PR #18013, opened 2025-03-31
feat: add TroubleShooting tip for removal of the Trezor from Bluettoth OS Settings

### LINKED ISSUE #17829: Device not removed from OS prevents new on to be paired
When bonds are erased, but the device is NOT manually removed from OS settings → then, when device is put into pairing mode again, it is NOT visible until its removed from the OS settings.

Image

AFAIK this cannot be solved and must adjust UI for it so user is properly informed and instructed what to do.

peter-sanderson:
Resolves: https://github.com/trezor/trezor-suite/issues/17829

image
image

### DIFF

===

■ Your task:
Look through the data above for the string "from" and copy every line where it appears.

■ Answer to this exercise:
feat: add TroubleShooting tip for removal of the Trezor from Bluettoth OS Settings
### LINKED ISSUE #17829: Device not removed from OS prevents new on to be paired
When bonds are erased, but the device is NOT manually removed from OS settings → then, when device is put into pairing mode again, it is NOT visible until its removed from the OS settings.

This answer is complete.